Selective inhibition of the bacterial translocase reaction in peptidoglycan synthesis by mureidomycins

Abstract

Mureidomycins (MRDs) A and C inhibited strongly the formation of undecaprenyl pyrophosphoryl N-acetylmuramyl-pentapeptide (lipid intermediate I), which is an intermediate in bacterial peptidoglycan synthesis (50% inhibitory concentration [IC50] of MRD A, 0.05 microgram/ml). However, they did not inhibit the formation of dolichyl pyrophosphoryl N-acetylglucosamine (Dol-p-p-GlcNAc), dolichyl phosphoryl glucose, or dolichyl phosphoryl mannose, the precursors for mammalian glycoprotein synthesis, or the formation in Bacillus subtilis of lipid-linked N-acetylglucosamine for teichoic acid synthesis (IC50s, > 100 micrograms/ml). In contrast, tunicamycin (TCM) inhibited strongly the formation of Dol-p-p-GlcNAc (IC50, 0.03 microgram/ml) but inhibited weakly the formation of bacterial lipid intermediate I (IC50, 44 micrograms/ml).

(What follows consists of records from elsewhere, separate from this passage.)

PR #2372, opened 2021-09-28
support wildcard index mapping

### LINKED ISSUE #2371: Support wildcard indexes
### Feature Request

|    Q        |   A
|------------ | ------
| New Feature | yes
| RFC         | no
| BC Break    | no

#### Summary

Mongodb supports adding [wildcard Indexes](https://docs.mongodb.com/v4.4/core/index-wildcard/) but it is not possible to configure it via mongodb-odm mappings.

Using following mapping:
```xml
<indexes>
    <index name="field.$**">
        <key name="field_wildcard"/>
    </index>
</indexes>
```

Results in error `Line 27:0: Element '{http://doctrine-project.org/schemas/odm/doctrine-mongo-mapping}index', attribute 'name': 'tenants.$**.configured' is not a valid value of the atomic type 'xs:NMTOKEN'.`

IonBazan:
|      Q       |   A
|------------- | -----------
| Type         | bug
| BC Break     | no
| Fixed issues | Fix #2371 

#### Summary

This enables us to map indexes with `field.$**` name.

### DIFF
--- a/tests/Doctrine/ODM/MongoDB/Tests/Mapping/Driver/fixtures/WildcardIndexDocument.php
+++ b/tests/Doctrine/ODM/MongoDB/Tests/Mapping/Driver/fixtures/WildcardIndexDocument.php
@@ -1,0 +1,10 @@
+<?php
+
+declare(strict_types=1);
+
+namespace TestDocuments;
+
+class WildcardIndexDocument
+{
+    protected $id;
+}
--- a/doctrine-mongo-mapping.xsd
+++ b/doctrine-mongo-mapping.xsd
@@ -449,7 +449,7 @@
       <xs:element name="partial-filter-expression" type="odm:partial-filter-expression" minOccurs="0" />
     </xs:choice>
 
-    <xs:attribute name="name" type="xs:NMTOKEN" />
+    <xs:attribute name="name" type="xs:string" />
     <xs:attribute name="drop-dups" type="xs:boolean" />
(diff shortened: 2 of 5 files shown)


alcaeus (approved):

alcaeus:
We could add a mapping test to see if the wildcard index can be correctly mapped in both annotations and XML mappings. Other than that, I'm not sure if we even need to make any logic changes.

tests/Doctrine/ODM/MongoDB/Tests/Mapping/Driver/fixtures/WildcardIndexDocument.php
```diff
@@ -0,0 +1,10 @@
+<?php
+
+declare(strict_types=1);
+
+namespace TestDocuments;
+
+class WildcardIndexDocument
+{
+    protected $id;
```
franmomu, line 9:
```suggestion
    private $id;
```

franmomu (approved):

tests/Doctrine/ODM/MongoDB/Tests/Mapping/Driver/fixtures/WildcardIndexDocument.php
IonBazan: PHPCS is reporting this property as unused when it's private so I will just revert this change. That explains why all other models in this namespace use `protected` properties too.

PR #2374, opened 2021-10-05
Deprecate document namespace short aliases

franmomu:
|      Q       |   A
|------------- | -----------
| Type         | deprecations
| BC Break     | no
| Fixed issues | 

#### Summary

This PR deprecates the usage of document namespace short aliases as in https://github.com/doctrine/orm/issues/8818

I haven't found any usage in docs.


IonBazan (approved):

SenseException (approved):

lib/Doctrine/ODM/MongoDB/Configuration.php
```diff
@@ -140,6 +141,13 @@ public function addDocumentNamespace(string $alias, string $namespace): void
      */
     public function getDocumentNamespace(string $documentNamespaceAlias): string
     {
+        Deprecation::trigger(
```
malarzm, line 144: Definitely late to the party but are we changing the way how deprecations are being triggered? Asking since we tend to use `trigger_deprecation` before: https://github.com/doctrine/mongodb-odm/search?q=trigger_deprecation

When the effects of MRDs A and C and TCM on the growth of mammalian cells were compared, MRDs did not show any toxicity, even at 1,000 micrograms/ml, whereas TCM inhibited the growth of BALB/3T3 cells at 10 micrograms/ml. On the basis of these results, it was concluded that MRDs are the first specific and potent inhibitors of the translocase reaction in bacterial peptidoglycan synthesis, showing a high level of toxicity against bacteria and a low level of toxicity against mammalian cells. A specific inhibitor of translocase could be a potent antibiotic with highly selective toxicity.